§ **Aim of the task**: Search the data below, and report every line in which "scrolling" occurs.

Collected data
PR #1367, opened 2024-05-16
INN-3061: swap in new date picker for function replay range

jacobheric:
## Description

I swapped out the old time range pickers in favor of the new date range pickers. I didn't see a figma for the actual modal, so I made it look like the old layout except I moved the inputs to their own line since the new component is larger by default. I added support to customize the internal date button style so we can condense things back to a single row if we want.

There are a few rough edges like scrolling on the nested popover, but I wanted to get this pass up to make sure it's on the right track. I wasn't sure if we wanted to instead expand the datepicker itself to support range selection, currently it only supports a single selection.

Screenshot 2024-05-16 at 3 47 22 PM

Screenshot 2024-05-16 at 3 37 39 PM

Screenshot 2024-05-16 at 3 45 01 PM

## Motivation
Upgrade to new date input and picker components.

- [ x] Chore (refactors, upgrades, etc.)
- [ ] Docs

## Checklist
- [ x] I've linked any associated issues to this PR.


ui/packages/components/src/Modal/Modal.tsx
```diff
@@ -39,39 +39,40 @@ export function Modal({
...
-                  'dark:bg-slate-910 transform overflow-hidden rounded-lg bg-white shadow-xl transition-all'
-                )}
-              >
-                {(title || description) && <Header description={description}>{title}</Header>}
-                {children}
-                {footer && <Footer>{footer}</Footer>}
-              </Dialog.Content>
-            </motion.div>
-          </div>
+              {/* Full-screen container to center the panel */}
```
jacobheric, line 43: I moved the contents inside the overlay to get the overflow scrolling working on the y-axis. I couldn't get it working outside, not 100% sure why but it might be something with the framer motion div.

jacobheric:
I added some basic validation using the same toast convention as the other higher order components on this form.

Screenshot 2024-05-19 at 3 30 17 PM

jacobheric:
Also, I got scrolling working inside the modal and inside the date picker for smaller format screens. The modal scrolling fix is for all use cases of the modal component.

anafilipadealmeida (commented):
Just a few minor tweaks, this is looking really good! 🎉

anafilipadealmeida (approved):

PR #1382, opened 2024-05-22
Add step kind specific info to run details

goodoldneon:
## Description
Add step kind specific info to run details. In other words, the configuration and result for `step.invoke`, `step.sleep`, and `step.waitForEvent`.

For invoke:
image

- [ ] Docs

## Checklist


ui/apps/dashboard/src/app/(organization-active)/(dashboard)/env/[environmentSlug]/manage/signing-key/page-old.tsx
```diff
@@ -4,12 +4,12 @@
  */
 
 import { Alert } from '@inngest/components/Alert';
+import { InlineCode } from '@inngest/components/InlineCode';
```
Comment (anafilipadealmeida) [inline ui/apps/dashboard/src/app/(organization-active)/(dashboard)/env/[environmentSlug]/manage/signing-key/page-old.tsx:7]: These are out of scope for this PR, but is the old page still used? Isn't the feature enabled for everybody already?

ui/apps/dashboard/src/components/RunDetails/RunDetails.tsx
```diff
@@ -21,6 +22,15 @@ export function RunDetails({ runID, standalone = true }: Props) {
   const cancelRun = useCancelRun({ envID: env.id, runID });
   const rerun = useRerun({ envID: env.id, envSlug: env.slug, runID });
 
+  const internalPathCreator = useMemo(() => {
```
anafilipadealmeida, line 25: Is there a way to do something similar to this instead of passing a pathCreator, as it would be more reusable for the Dev Server?
https://github.com/inngest/inngest/blob/main/ui/apps/dashboard/src/components/RunDetails/RunDetails.tsx#L61

anafilipadealmeida (commented):
Left a few comments. Something else: this Step information (Trace Info) component is not matching the designs. Should be using the same space between elements as the RunInfo one,  have a "Step information" header when it's a step?, and there's a CSS issue with the color applied on top of the card borders

ui/apps/dashboard/src/app/(organization-active)/(dashboard)/env/[environmentSlug]/manage/signing-key/page-old.tsx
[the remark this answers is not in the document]
Comment (goodoldneon) [reply ui/apps/dashboard/src/app/(organization-active)/(dashboard)/env/[environmentSlug]/manage/signing-key/page-old.tsx:7]: The old page can go -- just haven't had time to think about it 😭

ui/apps/dashboard/src/components/RunDetails/RunDetails.tsx
goodoldneon: I don't think so, since we don't know the new run ID until we actually rerun it deep down in the view

ui/packages/components/src/TimelineV2/TraceInfo.tsx
```diff
@@ -1,34 +1,88 @@
...
   className?: string;
+  pathCreator: {
+    runPopout: (params: { runID: string }) => Route;
+  };
   trace: Trace;
 };
 
-export function TraceInfo({ className, trace }: Props) {
+export function TraceInfo({ className, pathCreator, trace }: Props) {
+  console.log(trace);
```
jacobheric, line 20: Should probable remove console.log

ui/packages/components/src/TimelineV2/types.ts
```diff
@@ -9,6 +9,51 @@ export type Trace = {
...
+
+type StepInfoWait = {
+  eventName: string;
+  expression: string | null;
+  timeout: string;
+  foundEventID: string | null;
+  timedOut: boolean;
+};
+
+export function isStepInfoInvoke(stepInfo: Trace['stepInfo']): stepInfo is StepInfoInvoke {
```
jacobheric, line 37: seems to me these three function could be consolidated to a single function if they took an additional param of 'triggeringEventID' | 'sleepUntil' | 'foundEventID'.

jacobheric (approved):
Looks ok to me. I added a couple non-blocking comments.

§ **Answer to the problem**:
There are a few rough edges like scrolling on the nested popover, but I wanted to get this pass up to make sure it's on the right track. I wasn't sure if we wanted to instead expand the datepicker itself to support range selection, currently it only supports a single selection.
jacobheric, line 43: I moved the contents inside the overlay to get the overflow scrolling working on the y-axis. I couldn't get it working outside, not 100% sure why but it might be something with the framer motion div.
Also, I got scrolling working inside the modal and inside the date picker for smaller format screens. The modal scrolling fix is for all use cases of the modal component.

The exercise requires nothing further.